Homotopy algebra structures on twisted tensor products and string topology operations

Abstract

Given a $C_{\infty }$ coalgebra $C_{\ast }$, a strict dg Hopf algebra $H_{\ast }$ and a twisting cochain $\tau :C_{\ast }\to H_{\ast }$ such that $Im\left(\tau \right)\subset Prim\left(H_{\ast }\right)$, we describe a procedure for obtaining an $A_{\infty }$ coalgebra on $C_{\ast }\otimes H_{\ast }$. This is an extension of Brown’s work on twisted tensor products.
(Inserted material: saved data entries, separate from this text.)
PR #129, opened 2026-09-13
fix: builtin provider flattens fetched code to prose

fduple:
## What this changes

The builtin web provider keeps code as code: `<pre>` becomes a fenced block and inline `<code>` a backtick span, in both extraction branches (bs4 and the stdlib fallback). `BODY_DOI_RE` in `core/scholar.py` is adjusted so a DOI inside a code span is still found without a trailing backtick.

## Why

`BuiltinProvider._extract()` emitted bare `get_text()` output, so every code block reached the vault as plain lines. Beyond readability, the note parser strips fenced and inline code before extracting `[[wiki-links]]`, and bash test syntax is lexically a wiki-link, so a flattened shell script turns each conditional into a broken link that `graph stub` / `repair` then turn into junk notes. One Arch wiki page produced 40 stub notes named after shell fragments in a real vault, such as `! -f "$KERNELDESTINATION".md`.

Minimal reproduction on main:

```python
BuiltinProvider()._extract("<pre>[[ -n \"$kernel\" ]] || exit 0</pre>")[1]
# -> '[[ -n "$kernel" ]] || exit 0'   (no fence; one wiki-link)
```

Details: each fence is sized per block to outgrow any backtick run inside the code, so content cannot break out; inline spans double their backticks when needed; the stdlib branch exempts code from its whitespace collapse so indentation survives. `fetch()` is untouched: the SSRF gate and `max_html_bytes` cap in `safe_get()` still apply before any parsing, both PDF detections still run first, and the PDF lane's decline reason is still attached to the HTML result.

The DOI change is needed because of this fix: with code rendered as a span, `<code>DOI: 10.1000/xyz</code>` would give open-access recovery the DOI ``10.1000/xyz` `` (trailing backtick), and `DOI: <code>10.1000/xyz</code>` no DOI at all.

## How it was verified

- `tests/test_web/test_builtin_fences.py`: one contract class run over both extraction branches (fenced `<pre>`, backticked inline code, zero wiki-links after the note parser's exact strip sequence, indentation, fence lengthening, unchanged title/noise handling), plus two `fetch()`-level tests with `safe_get` stubbed, one of them an arXiv `/abs/` page reached after the PDF lane gets HTTP 403, which must keep both the fences and the "HTTP 403" decline reason.
- `tests/test_core/test_source_ranking.py`: a DOI-in-code-span case.
- With `builtin.py` and `scholar.py` reverted, 12 tests fail on assertions: 11 of the 14 builtin tests and the DOI test. The 3 that pass unpatched are guards for title/noise handling and bs4 indentation.
- `pytest tests/`: 1284 passed on 3.11 and on 3.13. On 3.12, 1282 passed and the 2 tests in `tests/test_mcp/test_update_note.py` were skipped, because that local venv has `mcp` 2.x. `ruff check src/ tests/` is clean.

---


jordan-gibbs:
I pushed one commit on top before merging. bs4's `replace_with()` and `decompose()` look the element up in its parent's child list, so a page with a lot of sibling `<code>` tags went quadratic: 50k siblings took 52.6s to extract, against 0.74s on main. Pages can be up to 10 MB, so a hostile one could pin a fetch for a long time. Clearing and refilling each element in place gives the same output and brings that page back to about 1.5s including the parse. Your 40 tests pass unchanged.

The changelog entry will mention one side effect. `strip_markdown` drops code before indexing, so code on builtin-fetched pages now leaves FTS, embeddings and the quote-integrity comparison. That's how crawl4ai pages already behaved, but a report quoting a sentence with an inline identifier can now fail quote integrity.

The fence can still be escaped downstream, and that part's on me. `CODE_BLOCK_RE` in `core/patterns.py` stops at the first triple-backtick run whatever the opening fence length, so code with an odd number of them still leaks links. It already leaked before this PR. I'll open an issue for it.

Merging, thanks. The Arch wiki stub-note thing had been bugging me.

Issue #201, opened 2020-03-04
V1.1 nebula-linux-mips Fails with Illegal Instruction on OpenWrt (SOLVED)


fghorow:
I just attempted to execute the binary packaged at https://github.com/slackhq/nebula/releases/download/v1.1.0/nebula-linux-mips.tar.gz on an OpenWrt MIPS 24kc architecture machine.

As stated in the title, it immediately failed with an error message of "Illegal Instruction". The machine is confirmed via `lscpu` to be a Big-Endian configuration.
 
My deep suspicion, having previously seen this error message only upon trying to boot Debian on OpenWrt boxes, is that the nebula binary requires either hardware FPU instructions, or the kernel to be compiled with SoftFPU. The distribution OpenWrt kernels for MIPS 24kc are not compiled with SoftFPU.

If my suspicion is correct -- something which would take me a significant amount of time to verify -- the only workaround I know of requires setting up an OpenWrt cross-compilation chain and building the whole thing from source.  

Is there some way to avoid emitting FPU instructions in nebula binaries? That *might* be a quicker way to check my suspicion...

In any case, I'm submitting this issue so future OpenWrt users can see that this is a known issue.

fghorow:
OK. I can confirm that the issue was a lack of soft-float support.

Current workaround to get a working nebula executable (tested under Ubuntu 19.10 cross-compilation, with its go1.13.1 package installed and configured to be the default go compiler):

1.  clone the nebula source from this repo.

3.  set these environment variables:
`GOOS=linux
 GOARCH=mips
 GOMIPS=softfloat`
  That last variable is NOT set by default in the nebula build environment.

10. compile:
`go build -trimpath -ldflags "-s -w" -o ./nebula "./cmd/nebula"`
I am no expert on the go build system. Those `-s -v` flags produce a stripped binary. Perhaps there is also some other state created by previous compilation attempts that affected my results. YMMV. The resulting binary is in `./nebula`

11. (optional) compress the executable:
`upx nebula` 
I needed to do this in order to fit onto my router's (very) limited storage space. Again, YMMV.

Once those steps are done on my Ubuntu box, I copied the executable over to my router and executed it. Instead of complaining about an instruction error, it now presents me with the `usage` information, which I take as evidence of a successful "hello world".

Hope this helps somebody else!

wadey:
Thanks for giving details on how to make it work! I'll look into having the release process build a `mips-softfloat` binary.

[...]

PR #231, opened 2020-05-26
Build mips-softfloat

wadey:
This makes GOARM more generic and does GOMIPS in a similar way to
support mips-softfloat. We also set `-ldflags "-s -w"` for
mips-softfloat to give the best chance of the binary working on these
small devices.

Fixes: #201

### DIFF
--- a/.github/workflows/release.yml
+++ b/.github/workflows/release.yml
@@ -279,6 +279,16 @@ jobs:
           asset_name: nebula-linux-mips64le.tar.gz
           asset_content_type: application/gzip
 
+      - name: Upload linux-mips-softfloat
+        uses: actions/upload-release-asset@v1.0.1
+        env:
+          GITHUB_TOKEN: ${{ secrets.GITHUB_TOKEN }}
+        with:
+          upload_url: ${{ steps.create_release.outputs.upload_url }}
+          asset_path: ./linux-latest/nebula-linux-mips-softfloat.tar.gz
+          asset_name: nebula-linux-mips-softfloat.tar.gz
+          asset_content_type: application/gzip
+
       - name: Upload freebsd-amd64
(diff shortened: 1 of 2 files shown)


actronzs:
is it possible to make an ramips-softfloat version for download?
on my router with MediaTek MT7628AN ver:1 eco:2 the mips-softfloat does not work:
/usr/bin/nebula: line 1: syntax error: unexpected "(" 

tnx

wadey:
> is it possible to make an ramips-softfloat version for download

@actronzs It looks like that processor is little endian, have you tried the plain `mipsle` build first? If that doesn't work and you do need softfloat, I'll prepare a `mipsle-softfloat` build you can test as well.

actronzs:
@wadey 
with mipsle:

nebula -config /etc/nebula/config.yml
Illegal instruction

wadey:
@actronzs can you test the `mipsle-softfloat` build here? https://github.com/wadey/nebula/releases/tag/v1.3.0-mipsle-softfloat

actronzs:
@wadey thank you very much for creating a mipsle-softfloat build

sadly, the same result: Illegal instruction.

I have now tested all builds of nebula that are available for download, unfortunately all without success.

I was hoping that this build would work, now I can only pray that a ramips build will be available one day. or throw the router in the bin, which would be sad. because the price, size and performance of the TP-Link TL-WR902AC v3 would be perfect for us.

the rest of the routers we have (all slightly different models) work perfectly with the mips-softfloat build.

wadey:
It looks like you need to rebuild your kernel with FPU emulation support, some openwrt builds don't have it enabled by default.

See this thread which discusses the solution: 

https://github.com/golang/go/issues/18880

PR #244, opened 2020-06-24
Dont hold locks in ssh commands

psanford:
Previously we were holding hostmap and lighthouse read locks for the
duration of the commands `list-hostname` and `list-lighthouse-addrmap`
(including the network write time). For busy lighthouses this could
block host updates for a significant amount of time.

Now we make a copy of the data we're going to serialize and then
release the lock before marshaling it and sending it back down to the
ssh client.

### DIFF
--- a/ssh.go
+++ b/ssh.go
@@ -326,8 +326,7 @@ func attachCommands(ssh *sshd.SSHServer, hostMap *HostMap, pendingHostMap *HostM
 func sshListHostMap(hostMap *HostMap, a interface{}, w sshd.StringWriter) error {
 	fs, ok := a.(*sshListHostMapFlags)
 	if !ok {
-		//TODO: error
-		return nil
+		return fmt.Errorf("flags not of type *sshListHostMapFlags")
 	}
 
 	type hostInfo struct {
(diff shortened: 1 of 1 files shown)


ssh.go
```diff
@@ -378,49 +382,42 @@ func sshListHostMap(hostMap *HostMap, a interface{}, w sshd.StringWriter) error
...
+	}
+
+	type lighthouseInfo struct {
+		VpnIP net.IP   `json:"vpnIp"`
+		Addrs []string `json:"addrs"`
 	}
 
 	lightHouse.RLock()
-	defer lightHouse.RUnlock()
+	lighthouses := make([]lighthouseInfo, 0, len(lightHouse.addrMap))
```
nbrownus, line 394: Set the length and avoid `append`

ssh.go
```diff
@@ -378,49 +382,42 @@ func sshListHostMap(hostMap *HostMap, a interface{}, w sshd.StringWriter) error
...
+	for k, v := range lightHouse.addrMap {
+		addrs := make([]string, 0, len(v))
```
nbrownus, line 396: Same story as above

ssh.go
```diff
@@ -324,48 +326,50 @@ func attachCommands(ssh *sshd.SSHServer, hostMap *HostMap, pendingHostMap *HostM
...
+		RemoteIndex    uint32                  `json:"remoteIndex"`
+		RemoteAddrs    []*udpAddr              `json:"remoteAddrs"`
+		CachedPackets  int                     `json:"cachedPackets"`
+		Cert           *cert.NebulaCertificate `json:"cert"`
+		MessageCounter *uint64                 `json:"messageCounter"`
 	}
 
 	hostMap.RLock()
-	defer hostMap.RUnlock()
+	hosts := make(map[uint32]hostInfo, len(hostMap.Hosts))
```
nbrownus, line 343: I am unsure if we'd be willing to change this now, but we could turn this into an array and speed up/simplify this flow.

We apply this procedure to obtain an $A_{\infty }$ coalgebra model of the chains on the free loop space $LM$ based on the $C_{\infty }$ coalgebra structure of $H_{\ast }\left(M\right)$ induced by the diagonal map $M\to M\times M$ and the Hopf algebra model of the based loop space given by $T\left(H_{\ast }\left(M\right)\left[-1\right]\right)$. When $C_{\ast }$ has cyclic $C_{\infty }$ coalgebra structure, we describe an $A_{\infty }$ algebra on $C_{\ast }\otimes H_{\ast }$. This is used to give an explicit (nonminimal) $A_{\infty }$ algebra model of the string topology loop product. Finally, we discuss a representation of the loop product in principal $G$–bundles.